Jesus. "Well, then, Colonel, enlighten me." Lewis lets himself sound as bitter as he feels, hoping that'll cover up the fearful hope in his voice. He reaches for the glass by his side of the bed and drains it. For a moment, the desire for a drink is so strong he'd swear the water's mixed with Scotch.

Winters sighs, watching him, then crosses to the bed and sits, legs and arms folded, at its foot. He's just out of Lewis's reach. Lewis wonders if he planned it that way.

"They want me in Vietnam." Lewis stares at him, and he grimaces, one side of that long mobile mouth twisting up again. "Yeah. Remember the Devil's Brigade?"
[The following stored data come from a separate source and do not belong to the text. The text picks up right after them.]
PR #36, opened 2020-07-29
Add TaskController Methods and Unit Tests

Tzirliya:
HashSets are changed to ArrayLists. `getTaskByID()` and `getSubtasks()` are added to TaskController. Unit tests are cleaned up. More unit tests are added.


src/main/java/com/rtb/projectmanagementtool/task/TaskController.java
```diff
@@ -22,8 +13,29 @@ public TaskController(DatastoreService datastore) {
     this.datastore = datastore;
   }
 
-  public HashSet<TaskData> getTasks(int quantity, String sortBy, String sortDirection) {
-    HashSet<TaskData> tasks = new HashSet<>();
+  public TaskData getTaskByID(long taskID) {
+    Query query = new Query("Task").addFilter("taskID", FilterOperator.EQUAL, taskID);
+    PreparedQuery results = datastore.prepare(query);
+    Entity entity = results.asIterable().iterator().next();
```
jcespejo, line 19: There's a `asSingleEntity` method that could work here as well.

src/main/java/com/rtb/projectmanagementtool/task/TaskController.java
```diff
@@ -22,8 +13,29 @@ public TaskController(DatastoreService datastore) {
...
+    TaskData task = new TaskData(entity);
+    return task;
+  }
+
+  public ArrayList<TaskData> getSubtasks(TaskData task) {
```
jcespejo, line 24: This method and `getTasks` are mostly the same, just with different query options and filters.  Maybe look into extracting the common pieces into a `private` util method.

src/test/java/com/rtb/projectmanagementtool/task/TaskControllerTest.java
```diff
@@ -61,6 +67,58 @@ public void tearDown() {
...
+    // Assert task retrieved is correct
+    Assert.assertEquals("getTask", task2, getTask);
+  }
+
+  @Test
+  public void testGetSubtasks() {
+    DatastoreService ds = DatastoreServiceFactory.getDatastoreService();
+
+    // Subtasks of task1
+    ArrayList<Long> subtasksParameter = new ArrayList<>(Arrays.asList(2l, 3l));
```
jcespejo, line 98: nit:  we don't need to tag as a "parameter".  If this was used later on for a non-param usages, it won't be accurate anymore.

src/test/java/com/rtb/projectmanagementtool/task/TaskControllerTest.java
```diff
@@ -134,16 +157,47 @@ public void testGetTasksFromDs() {
...
-    // Assert all 3 entities were retrieved
-    for (int i = 0; i < 3; i++) {
-      Assert.assertTrue("getTask", getTasksArrayList.get(i).equals(tasks.get(i)));
-    }
+    // Assert 3 entities were added
+    Assert.assertEquals(3, ds.prepare(new Query("Task")).countEntities(withLimit(10)));
+
+    // Delete task entities with TaskController
+    TaskController taskController = new TaskController(ds);
+    taskController.deleteTasks(new ArrayList<>(Arrays.asList(taskID1, taskID2, taskID3)));
```
jcespejo, line 198: It could be more interesting to see this delete some, but not all records.  It'll more clearly show if the code was misconfigured and deletes all records.

src/main/java/com/rtb/projectmanagementtool/task/TaskData.java
```diff
@@ -39,35 +38,36 @@ public TaskData(
...
+    if (entity.getProperty("subtasks") == null) {
+      subtasks = new ArrayList<Long>();
+    } else {
+      subtasks = (ArrayList<Long>) entity.getProperty("subtasks");
     }
   }
 
   public Entity toEntity() {
     Entity entity = new Entity("Task", taskID);
+    entity.setProperty("taskID", taskID);
```
jcespejo, line 60: What's the plan for generating taskID when inserting new records into datastore?

Tzirliya: It's probably not the best plan, but in the server I'll be creating an entity without the id parameter, so the entity will auto-generate an id. Then, I'll get the id from the entity and use that to create a TaskData object. The entity created before will never actually be stored in datastore and will only be used to create the id.

jcespejo: I see.  It might be a good idea to update your [controller test](https://github.com/googleinterns/step171-2020/blob/master/src/test/java/com/rtb/projectmanagementtool/task/TaskControllerTest.java#L167) to test for this assumption.  The expectation would be that each of the returned tasks would have their own unique IDs, and doing a "get task by ID" operation would give you back the task with that unique ID.

PR #39, opened 2020-07-30
failing test for UserDataTest

talgsternberg:


src/test/java/com/rtb/projectmanagementtool/user/UserDataTest.java
```diff
@@ -0,0 +1,114 @@
...
+    Assert.assertEquals("userID", userID1, user1.getUserID());
+    Assert.assertEquals("AuthID", AuthID1, user1.getAuthID());
+    Assert.assertEquals("userName", name1, user1.getUserName());
+    Assert.assertEquals("userYear", year1, user1.getUserYear());
+    Assert.assertEquals("userMajors", majors1, user1.getUserMajors());
+    Assert.assertEquals("userTotalCompTasks", total1, user1.getUserTotal());
+  }
+
+  @Test
+  public void testCreateFromEntity() {
```
talgsternberg, line 68: test failure: testCreateFromEntity(com.rtb.projectmanagementtool.user.UserDataTest): userID expected:<2> but was:<0>

Any ideas as to why this is the case?

godsfavours: An entity's key isn't initialized until its added to datastore w/ datastore.put(entity). Before that's done entity.getKey().getId() will always return 0. You've set the entity's id variable in the test, but when the user object is created its id is set to the entity's key

talgsternberg: Finally caught that. Thank you!

src/main/java/com/rtb/projectmanagementtool/user/UserServlet.java
```diff
@@ -0,0 +1,56 @@
...
+
+@WebServlet("/user")
+public class UserServlet extends HttpServlet {
+
+  @Override
+  public void doGet(HttpServletRequest request, HttpServletResponse response) throws IOException {
+    Query query = new Query("User");
+
+    DatastoreService datastore = DatastoreServiceFactory.getDatastoreService();
+    PreparedQuery results = datastore.prepare(query);
```
Tzirliya, line 23: What's the purpose of this query?

jcespejo:
> Looks good. I just think we should figure out what we're doing with the JavaScript file. Are we sharing it or should we split it up for different pages? Sharing it would mean more merge conflicts and possibly more confusing code. Splitting it up would be easier to work with, but there might be more duplication because some pages can share the same functions.

Another option would be to separate into different files, then import one file into the other to be able to share reusable code.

"I think so. Yeah." Lewis lets himself be distracted for a minute--eye of the storm? calm before the final blow?--and sifts through the crazy rumors he heard about the Black Devils while Easy was marking time at Upottery. "Airborne unit. But nonstandard weapons, tactics, personnel. Did some serious damage in Italy and France--nonstop, high-casualty stuff, a lot of work behind enemy lines. Disbanded and reassigned some time end of '44, start of '45."

"Right. Army's name for it was the 1st Special Service Force. Now it's the 5th Special Forces Group. High Command reactivated it in '61 at Fort Bragg and deployed it in 'Nam earlier this year as part of Operation Rolling Thunder." Winters pauses. Then, dryly: "Apparently they're low on field tacticians who can fall out of planes and still read a map when they land."

"And that's where you come in."

"Right again."

"Dick. Jesus." Lewis clenches his hands in the bedclothes to keep from reaching out to the man who's been his best friend, if nothing else, for more than two decades. "Are you going?"

Winters shakes his head slowly. "I don't know."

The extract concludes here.